> _ACTIVITY_
Could you show each line of the records that contains the word "squareup"?

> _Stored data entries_
══════════
PR #153, opened 2016-04-18
Optimize reading one of several expected values with Selection

swankjesse:
This isn't yet public API.

This relies on an unreleased Okio API.

This has a significant impact on performance. I measured parsing performance
improve from 89k ops/sec to 140k ops/sec on one benchmark.

### DIFF
--- a/moshi/src/main/java/com/squareup/moshi/ClassJsonAdapter.java
+++ b/moshi/src/main/java/com/squareup/moshi/ClassJsonAdapter.java
@@ -116,11 +116,14 @@ final class ClassJsonAdapter<T> extends JsonAdapter<T> {
   private final ClassFactory<T> classFactory;
   private final Map<String, FieldBinding<?>> fieldsMap;
   private final FieldBinding<?>[] fieldsArray;
+  private final JsonReader.Selection selection;
 
   ClassJsonAdapter(ClassFactory<T> classFactory, Map<String, FieldBinding<?>> fieldsMap) {
     this.classFactory = classFactory;
     this.fieldsMap = new LinkedHashMap<>(fieldsMap);
     this.fieldsArray = fieldsMap.values().toArray(new FieldBinding[fieldsMap.size()]);
+    this.selection = JsonReader.Selection.of(
+        fieldsMap.keySet().toArray(new String[fieldsMap.size()]));
   }
 
   @Override public T fromJson(JsonReader reader) throws IOException {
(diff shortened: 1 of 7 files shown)


moshi/src/main/java/com/squareup/moshi/ClassJsonAdapter.java
```diff
@@ -141,13 +144,19 @@ private boolean includeField(boolean platformType, int modifiers) {
...
-        if (fieldBinding != null) {
-          fieldBinding.read(reader, result);
+        int index = reader.selectName(selection);
+        FieldBinding<?> fieldBinding;
+        if (index != -1) {
+          fieldBinding = fieldsArray[index];
         } else {
-          reader.skipValue();
+          String name = reader.nextName();
+          fieldBinding = fieldsMap.get(name);
```
JakeWharton: Is this code path necessary? When would this result in a hit when the selection did not?

moshi/src/main/java/com/squareup/moshi/JsonReader.java
```diff
@@ -348,6 +364,39 @@ public static JsonReader of(BufferedSource source) {
...
+      this.doubleQuoteSuffix = doubleQuoteSuffix;
+    }
+
+    public static Selection of(String... strings) {
+      try {
+        ByteString[] result = new ByteString[strings.length];
+        Buffer buffer = new Buffer();
+        for (int i = 0; i < strings.length; i++) {
+          BufferedSinkJsonWriter.string(buffer, strings[i]);
+          buffer.readByte(); // Skip the leading double quote (but leave the trailing one).
```
JakeWharton: Why skip the leading quote instead of just matching the entire thing?

JakeWharton: Actually maybe that's too big of a behavior change. When you peek you consume the first double quote, right?

moshi/src/main/java/com/squareup/moshi/ClassJsonAdapter.java
JakeWharton: Looks like it's the needlessly encoded case. :+1:

JakeWharton:
Looks great. :+1:

moshi/src/main/java/com/squareup/moshi/JsonReader.java
swankjesse: Exactly.

moshi/src/main/java/com/squareup/moshi/ClassJsonAdapter.java
swankjesse: Yeah, and I'm tempted to change it so that Selection handles that internally. Not yet though. Maybe if we promote this to being a public API.

Issue #148, opened 2016-04-06
Android does not recognize parametrized type adapters


kotucz:
On android parametrized types are not matched properly against `@FromJson` and `@ToJson` annotated method and that fails to recognize and use provided adapter. In this case the `RulesListAdapter` is recognized.

```java
    JsonAdapter<RulesList<Rule>> jsonAdapter() {
        final Moshi moshi = new Moshi.Builder().add(new RulesListAdapter()).build();
        final Type type = Types.newParameterizedType(RulesList.class, Rule.class);
        return moshi.adapter(type);
    }
```

[Full failing androidTest is here](https://gist.github.com/kotucz/24d3932e87d5aa41363fbb12dccef9ec)

Stepping through the code I found, that [`adapterMethod.type.equals(type)`](https://github.com/square/moshi/blob/master/moshi/src/main/java/com/squareup/moshi/AdapterMethodsFactory.java#L231) does evaluate incorrectly to `false` when matching two same types (`toString()` value is the same) `moshi.MoshiParametrizedTypeAndroidTest$RulesList<moshi.MoshiParametrizedTypeAndroidTest$Rule>`

At runtime `adapterMethod.type` is instance of [`org.apache.harmony.luni.lang.reflect.ImplForType` ](https://android.googlesource.com/platform/libcore/+/b8f93421684a6292496804ca30d8428d2602ce7a/libdvm/src/main/java/org/apache/harmony/luni/lang/reflect/ImplForType.java
) on android 4.1 and 4.4 which seems that does not have `equals` implemented.
On Lollipop runtime type is [`libcore.reflect.ParameterizedTypeImpl`](https://android.googlesource.com/platform/libcore/+/b8f93421684a6292496804ca30d8428d2602ce7a/libdvm/src/main/java/org/apache/harmony/luni/lang/reflect/ImplForType.java) which works.
Running androidTest (attached) fails even on Lollipop.

PR #154, opened 2016-04-18
Workaround for android reflection bugs

kotucz:
There are android issues with reflection types, that cause Moshi to not find adapters for parametrized types.
Full description is in #148. Here I provide runnable android tests that show the issue and fix for the current issue.
The android test project is set up via gradle for now (sorry I can't maven :))


swankjesse:
Please don't change our build system in your pull request.

kotucz:
Sorry, I need to have the issue fixed. How can I run the android tests on the build system? The issue may not occur otherwise...

JakeWharton:
We don't want Android-specific tests as part of the project. You should be able to implement your own `ParameterizedType` which violates the `equals` contract in the same way to trigger the erroneous behavior on the JVM.

kotucz:
Created new pull request #155

PR #155, opened 2016-04-22
Workaround for Android ParameterizedType implementation bug

### LINKED ISSUE #148: Android does not recognize parametrized type adapters

kotucz:
Fixes #148

### DIFF
--- a/moshi/src/main/java/com/squareup/moshi/AdapterMethodsFactory.java
+++ b/moshi/src/main/java/com/squareup/moshi/AdapterMethodsFactory.java
@@ -228,7 +228,7 @@ final class AdapterMethodsFactory implements JsonAdapter.Factory {
       List<AdapterMethod> adapterMethods, Type type, Set<? extends Annotation> annotations) {
     for (int i = 0, size = adapterMethods.size(); i < size; i++) {
       AdapterMethod adapterMethod = adapterMethods.get(i);
-      if (adapterMethod.type.equals(type) && adapterMethod.annotations.equals(annotations)) {
+      if (Types.equals(adapterMethod.type, type) && adapterMethod.annotations.equals(annotations)) {
         return adapterMethod;
       }
     }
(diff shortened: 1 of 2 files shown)


swankjesse:
Merged manually as d203cf741a41ea0d09116b5ec732f4a2a4ed2626.

swankjesse:
Thanks!

PR #156, opened 2016-04-24
Track Okio snapshot API change to Options.

swankjesse:
Also rename our own Selection class to Options since it's semantically
the same thing.

https://github.com/square/okio/pull/215


JakeWharton:
Word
══════════
> _PROBLEM SOLUTION_
--- a/moshi/src/main/java/com/squareup/moshi/ClassJsonAdapter.java
+++ b/moshi/src/main/java/com/squareup/moshi/ClassJsonAdapter.java
moshi/src/main/java/com/squareup/moshi/ClassJsonAdapter.java
moshi/src/main/java/com/squareup/moshi/JsonReader.java
moshi/src/main/java/com/squareup/moshi/ClassJsonAdapter.java
moshi/src/main/java/com/squareup/moshi/JsonReader.java
moshi/src/main/java/com/squareup/moshi/ClassJsonAdapter.java
Stepping through the code I found, that [`adapterMethod.type.equals(type)`](https://github.com/square/moshi/blob/master/moshi/src/main/java/com/squareup/moshi/AdapterMethodsFactory.java#L231) does evaluate incorrectly to `false` when matching two same types (`toString()` value is the same) `moshi.MoshiParametrizedTypeAndroidTest$RulesList<moshi.MoshiParametrizedTypeAndroidTest$Rule>`
--- a/moshi/src/main/java/com/squareup/moshi/AdapterMethodsFactory.java
+++ b/moshi/src/main/java/com/squareup/moshi/AdapterMethodsFactory.java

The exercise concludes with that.